I both sympathise with and accept the rebuke from the hon. Member for Edinburgh, South (Sir W. Darling). He desired me to say what the Clause does. It does not increase anybody's liability at 966 all. It does what I may refer to as the first St. Aubyn case showed to be necessary. If a life interest was disposed of in certain circumstances, the matter could be got round by having not one but two dispositions. Clause 34, in effect, says that a person shall. no longer be able to use the device of having two dispositions instead of one That is all it does. I hesitate to be rebuked again; I said "stop up a gap," and it was the hon. Member for Chichester (Mr. Joynson-Hicks) who used the word "loophole."
§ Mr. Joynson-HicksFollowing the example that had been set.
§ The Solicitor-GeneralWhatever the appropriate word may be, I am quite sure the hon. Gentleman knows what I mean. Subsection (2) does a slightly different thing. If one parts with a life interest and reserves a benefit for oneself, the property in which the life interest subsists passes on the death, and Estate Duty is attracted. It has been held in various cases decided on the subject that that does not apply unless—and I now use words used in those cases—the reservation is referable to the parting with the life interest. That is the rather loose wording which was of necessity used in those cases. It was a rather indefinite conception which they were endeavouring to reproduce.

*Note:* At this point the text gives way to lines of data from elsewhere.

PR #9365, opened 2021-06-01
feat(server): allow disabling `serve-static` middleware entirely

### LINKED ISSUE #9362: `server-static` middleware generating a lot of file system access while it should not
👋 Hello Nuxt team!

### Versions

- nuxt: v2.15.6 (latest version as of today)
- node: v16.1.0

While working on performance improvement, we've been monitoring (very) slow responses from our Nuxt server. And, while digging deeper, we managed to isolate one possible root cause: unexpected file system (FS) `stat` calls.

It seems that for each page request (I mean pages registered through Vue Router), a FS `stat` call is fired to first figure out whether a static file should be returned. See the attached screenshot below.

CleanShot 2021-06-01 at 10 57 42@2x

While 75% of those `stat` calls are faster than 1ms, some may take up to 5 seconds (!). And obviously, when the server waits for 5+ seconds before sending the response, other requests start stacking and pressuring our infrastructure. This phenomenon is even more impacting during high traffic peaks, which results in bad user experience, and unnecessary infrastructure scale up (meaning higher costs overall).

When investigating even further, it seems that those `stat` calls are fired from the connect middleware `serve-static`. See screenshot below.

CleanShot 2021-06-01 at 11 10 37@2x

### Side note.

In production, we do not rely on our node.js server to serve static files. All of them are compiled and then uploaded to Amazon S3 at build time, and then requested from Cloudfront (acting as a CDN in front of S3). 

To be 100% clear: from the browser, we _never_ call `GET /path/to/image.jpg` for example. We _always_ request the asset from `GET https://cloudfront.net/path/to/image.jpg`.

Hence, the `serve-static` middleware is not useful _to us_.

### What is expected?

So, based on the knowledge explained above, I've been looking for a solution to configure the `serve-static` middleware.

I'm aware of the [`render.static`](https://nuxtjs.org/docs/2.x/configuration-glossary/configuration-render#static) configuration property, but it seems that it does not solve my issue. I'm not sure about the `prefix` property, but it does not seem to be used to filter out static paths.

I've also taken a look at the [`serve-static` configuration](https://www.npmjs.com/package/serve-static) itself. And again, I didn't find anything useful to us.

So, I finally tried to find a solution to completely disable the `serve-static` middleware. And according to the code I found in this repository, disabling the middleware does not seem possible. See code below.

https://github.com/nuxt/nuxt.js/blob/2ec62617ced873fef97c73a6d7aa1271911ccfd5/packages/server/src/server.js#L90-L94

### Conclusion

So here is my question: How would you solve this issue? Would it be possible to add a configuration property to completely disable the `serve-static` middleware? 

Maybe something like:

```
{
  render: {
    static: false,
  }
}
```

danielroe:
## Types of changes

## Description
Allows explicitly disabling `serve-static` middleware by setting `render.static` to `false`.

closes #9362

## Checklist:

### DIFF
--- a/packages/server/src/server.js
+++ b/packages/server/src/server.js
@@ -87,13 +87,15 @@ export default class Server {
       this.useMiddleware(createTimingMiddleware(this.options.server.timing))
     }
 
-    // For serving static/ files to /
-    const staticMiddleware = serveStatic(
-      path.resolve(this.options.srcDir, this.options.dir.static),
-      this.options.render.static
-    )
-    staticMiddleware.prefix = this.options.render.static.prefix
-    this.useMiddleware(staticMiddleware)
+    if (this.options.render.static !== false) {
+      // For serving static/ files to /
+      const staticMiddleware = serveStatic(
+        path.resolve(this.options.srcDir, this.options.dir.static),
+        this.options.render.static
+      )
+      staticMiddleware.prefix = this.options.render.static.prefix
+      this.useMiddleware(staticMiddleware)
+    }
 
     // Serve .nuxt/dist/client files only for production
     // For dev they will be served with devMiddleware


clarkdo (approved):
Nice, it would be nice to update doc https://nuxtjs.org/docs/2.x/configuration-glossary/configuration-render#static as well.

antoinerey:
Should we also disable the second `serve-static` middleware instance defined a bit later in the code (https://github.com/nuxt/nuxt.js/pull/9365/files#diff-b8c2d26ed3fd075596a838c69b36c537536ae6973cafffdbf481fec464c9b6cfR104-R110)?

pi0 (approved):
LGTM

pi0:
@antoinerey Ideally users shouldn't hit `/_nuxt/` requests and reverse proxy should cache/handle them.

Matausi29 (commented):
Not bad

pi0:
TODO: 
- Docs
- Types for `false` value: https://github.com/nuxt/nuxt.js/blob/9a32fa18afeda72244c50e6a916fa2bc3e9c7ca1/packages/types/config/render.d.ts#L75

antoinerey:
👋 By any chance, any update about when this will be released?

pi0:
Hi @antoinerey there is no specific time but you can use nuxt-edge or for types, in package.json installing `@nuxt/types-edge`

antoinerey:
Thanks for the prompt answer! 

I'm not sure we want to move from the stable channel to the edge one, so we'll probably work on our patience skill. 😁

PR #9407, opened 2021-06-08
fix(vue-renderer): use vue meta in ssr renderer

### LINKED ISSUE #9402: SSRRenderer does not use VueMeta
### Versions

- nuxt: 2.15.0
- node: 14.17.0

### Reproduction

https://github.com/rinu/codesandbox-nuxt

### Steps to reproduce

* `yarn build`
* `TITLE=Nuxt yarn start`
* Compare source of `http://localhost:3000` and `http://localhost:3000/?ssr=1`

To reproduce the issue it is very important not to use dev mode and to only provide the title at start time.

### What is Expected?

Meta title is Nuxt in both SPA and SSR mode.

In SPA mode title is set from env. In SSR mode title is always the default.

In SSR mode the head is generated at build time. The issue of SSR not using the head data is for all elements, title is just an example. In practice I needed this for a script.

rinu:
## Types of changes

## Description

Resolves #9402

All we are trying to do in subsection (2) is to try to substitute for that indefinite language a statutory definition. We seek to introduce some clarity into the question concerning when a gift is referable to the parting with a life interest. In order to do that, we import into this particular Clause a definition of associated operations which appear in Section 59 of the Finance Act, 1940. We say that when the reservation of the gift is affected by a transaction which is associated, in terms of the statutory definition with the parting with the life interest, then the property in which the life interest consists passes on the death, and Estate Duty is payable. I am afraid that has not made it much clearer, but that is what the Clause does. It does not impose any extra charge on anybody.
§ Sir W. DarlingThe right hon. and learned Gentleman has done his best to make it intelligible to the common man, and the fault is not his if the common man does not understand.
§ Mr. Selwyn LloydI take it that according to subsection (4) the Clause is to some extent retrospective.
§ The Solicitor-GeneralThe whole of the tax code which appears in Section 43 onwards of the Finance Act, 1940, is in similar form. It relates not to a death after the Act, but to a parting with the life interest before the Act. We are trying to make a slight Amendment in the operation of that code.
§ Clause ordered to stand part of the Bill.